Records from a dataset:
________________________________________

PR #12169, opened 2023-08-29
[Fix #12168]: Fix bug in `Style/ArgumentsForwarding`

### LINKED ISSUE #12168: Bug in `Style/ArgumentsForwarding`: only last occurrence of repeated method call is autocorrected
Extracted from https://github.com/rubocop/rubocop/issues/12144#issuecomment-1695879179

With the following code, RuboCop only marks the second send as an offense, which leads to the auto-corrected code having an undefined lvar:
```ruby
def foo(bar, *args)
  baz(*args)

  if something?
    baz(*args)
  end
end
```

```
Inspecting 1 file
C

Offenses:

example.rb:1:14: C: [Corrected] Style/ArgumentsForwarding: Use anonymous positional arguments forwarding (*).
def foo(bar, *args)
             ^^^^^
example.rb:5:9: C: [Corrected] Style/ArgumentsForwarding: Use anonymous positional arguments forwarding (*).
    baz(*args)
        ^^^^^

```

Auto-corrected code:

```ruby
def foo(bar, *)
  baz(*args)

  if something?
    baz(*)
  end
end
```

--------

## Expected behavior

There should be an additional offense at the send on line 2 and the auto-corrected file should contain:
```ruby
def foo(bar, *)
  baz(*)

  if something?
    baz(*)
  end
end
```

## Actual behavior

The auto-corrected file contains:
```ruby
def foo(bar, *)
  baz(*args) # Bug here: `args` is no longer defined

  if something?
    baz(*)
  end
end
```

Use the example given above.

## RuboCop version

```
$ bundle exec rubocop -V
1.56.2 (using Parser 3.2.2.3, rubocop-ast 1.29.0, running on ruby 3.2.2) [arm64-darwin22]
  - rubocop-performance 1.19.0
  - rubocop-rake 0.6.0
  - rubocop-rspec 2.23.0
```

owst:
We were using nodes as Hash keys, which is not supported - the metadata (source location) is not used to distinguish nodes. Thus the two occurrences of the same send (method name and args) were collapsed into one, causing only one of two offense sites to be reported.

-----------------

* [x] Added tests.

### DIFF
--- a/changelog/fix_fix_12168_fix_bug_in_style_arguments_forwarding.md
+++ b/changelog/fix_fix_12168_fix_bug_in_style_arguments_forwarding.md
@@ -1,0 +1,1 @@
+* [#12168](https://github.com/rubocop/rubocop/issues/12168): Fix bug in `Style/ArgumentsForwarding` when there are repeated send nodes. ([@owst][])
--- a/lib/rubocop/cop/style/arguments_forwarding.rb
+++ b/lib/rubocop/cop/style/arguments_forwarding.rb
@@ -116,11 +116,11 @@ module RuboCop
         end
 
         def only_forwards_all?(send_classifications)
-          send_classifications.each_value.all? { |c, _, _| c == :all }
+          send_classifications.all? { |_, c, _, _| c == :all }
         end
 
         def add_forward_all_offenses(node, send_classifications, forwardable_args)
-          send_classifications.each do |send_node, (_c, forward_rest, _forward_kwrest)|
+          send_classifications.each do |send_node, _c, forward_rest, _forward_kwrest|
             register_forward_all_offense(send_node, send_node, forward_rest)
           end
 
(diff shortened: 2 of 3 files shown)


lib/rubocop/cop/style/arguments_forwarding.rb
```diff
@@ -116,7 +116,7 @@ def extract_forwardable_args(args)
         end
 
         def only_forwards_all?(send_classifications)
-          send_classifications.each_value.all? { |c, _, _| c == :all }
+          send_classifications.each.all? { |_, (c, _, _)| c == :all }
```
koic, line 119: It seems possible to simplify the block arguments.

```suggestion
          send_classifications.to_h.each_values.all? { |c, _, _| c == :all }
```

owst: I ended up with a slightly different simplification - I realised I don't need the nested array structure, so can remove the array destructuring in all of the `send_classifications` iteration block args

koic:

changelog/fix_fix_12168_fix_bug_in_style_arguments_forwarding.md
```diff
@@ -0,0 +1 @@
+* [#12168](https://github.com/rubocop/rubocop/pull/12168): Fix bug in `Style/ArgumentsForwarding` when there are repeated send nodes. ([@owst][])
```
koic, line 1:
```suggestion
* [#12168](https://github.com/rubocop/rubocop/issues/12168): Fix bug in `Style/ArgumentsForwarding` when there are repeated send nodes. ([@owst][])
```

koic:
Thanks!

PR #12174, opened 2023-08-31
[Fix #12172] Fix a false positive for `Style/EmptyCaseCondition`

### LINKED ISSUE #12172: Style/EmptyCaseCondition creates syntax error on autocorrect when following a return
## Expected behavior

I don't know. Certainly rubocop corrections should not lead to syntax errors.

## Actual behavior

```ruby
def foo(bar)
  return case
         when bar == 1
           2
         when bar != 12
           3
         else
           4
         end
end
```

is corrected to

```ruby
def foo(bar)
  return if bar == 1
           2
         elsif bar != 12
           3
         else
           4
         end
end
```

________________________________________

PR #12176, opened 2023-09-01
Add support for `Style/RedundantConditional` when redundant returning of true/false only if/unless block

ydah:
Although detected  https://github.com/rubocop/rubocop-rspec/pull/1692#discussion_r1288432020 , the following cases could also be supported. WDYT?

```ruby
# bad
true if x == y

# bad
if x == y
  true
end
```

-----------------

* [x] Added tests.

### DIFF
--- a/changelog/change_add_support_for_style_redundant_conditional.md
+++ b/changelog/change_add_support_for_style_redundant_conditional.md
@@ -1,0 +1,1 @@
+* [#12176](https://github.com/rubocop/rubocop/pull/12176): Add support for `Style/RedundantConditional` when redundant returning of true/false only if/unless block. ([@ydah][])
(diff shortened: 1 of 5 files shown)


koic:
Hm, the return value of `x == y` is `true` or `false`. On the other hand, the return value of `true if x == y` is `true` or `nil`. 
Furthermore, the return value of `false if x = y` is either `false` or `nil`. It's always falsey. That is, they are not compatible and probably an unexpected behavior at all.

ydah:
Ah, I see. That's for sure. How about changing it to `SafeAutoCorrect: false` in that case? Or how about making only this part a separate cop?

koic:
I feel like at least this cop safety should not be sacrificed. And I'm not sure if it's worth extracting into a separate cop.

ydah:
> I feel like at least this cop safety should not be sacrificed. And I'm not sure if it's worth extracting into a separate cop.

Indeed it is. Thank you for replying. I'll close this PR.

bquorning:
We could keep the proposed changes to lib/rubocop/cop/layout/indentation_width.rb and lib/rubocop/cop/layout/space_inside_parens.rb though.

________________________________________

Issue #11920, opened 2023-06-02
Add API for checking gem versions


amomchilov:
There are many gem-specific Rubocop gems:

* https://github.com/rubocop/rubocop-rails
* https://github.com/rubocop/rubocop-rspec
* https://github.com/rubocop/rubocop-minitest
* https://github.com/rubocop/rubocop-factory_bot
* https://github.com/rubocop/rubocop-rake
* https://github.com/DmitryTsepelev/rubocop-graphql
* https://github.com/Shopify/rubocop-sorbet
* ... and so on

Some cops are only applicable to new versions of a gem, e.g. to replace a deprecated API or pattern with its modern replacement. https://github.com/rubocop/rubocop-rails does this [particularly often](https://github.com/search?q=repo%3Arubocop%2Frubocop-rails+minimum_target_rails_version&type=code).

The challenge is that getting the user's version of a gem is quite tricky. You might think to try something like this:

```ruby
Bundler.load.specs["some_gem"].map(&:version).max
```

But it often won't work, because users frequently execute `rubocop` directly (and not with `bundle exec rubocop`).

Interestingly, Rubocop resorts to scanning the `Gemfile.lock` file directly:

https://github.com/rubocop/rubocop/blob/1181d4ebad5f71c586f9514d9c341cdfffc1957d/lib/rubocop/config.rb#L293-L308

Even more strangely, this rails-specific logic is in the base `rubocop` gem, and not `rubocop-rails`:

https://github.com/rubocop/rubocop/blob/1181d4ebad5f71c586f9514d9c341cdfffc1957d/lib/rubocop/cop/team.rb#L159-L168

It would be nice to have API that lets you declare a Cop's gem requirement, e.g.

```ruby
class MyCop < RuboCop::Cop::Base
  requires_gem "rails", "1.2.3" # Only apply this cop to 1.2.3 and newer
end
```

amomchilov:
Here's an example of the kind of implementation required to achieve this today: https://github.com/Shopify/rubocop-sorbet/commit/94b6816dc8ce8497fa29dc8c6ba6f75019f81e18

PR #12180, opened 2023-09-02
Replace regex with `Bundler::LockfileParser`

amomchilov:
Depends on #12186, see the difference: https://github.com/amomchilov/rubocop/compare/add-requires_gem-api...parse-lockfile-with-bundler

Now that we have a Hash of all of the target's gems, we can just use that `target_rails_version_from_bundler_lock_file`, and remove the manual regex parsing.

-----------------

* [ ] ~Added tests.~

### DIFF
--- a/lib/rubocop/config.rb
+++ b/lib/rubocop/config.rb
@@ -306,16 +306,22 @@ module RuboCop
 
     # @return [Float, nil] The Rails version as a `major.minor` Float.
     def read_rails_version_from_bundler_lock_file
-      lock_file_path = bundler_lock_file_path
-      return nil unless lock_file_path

________________________________________

**ABOUT THIS TASK**
Where a line of the entries contains the word "rake", copy that line.

**FINAL ANSWER**
  - rubocop-rake 0.6.0
* https://github.com/rubocop/rubocop-rake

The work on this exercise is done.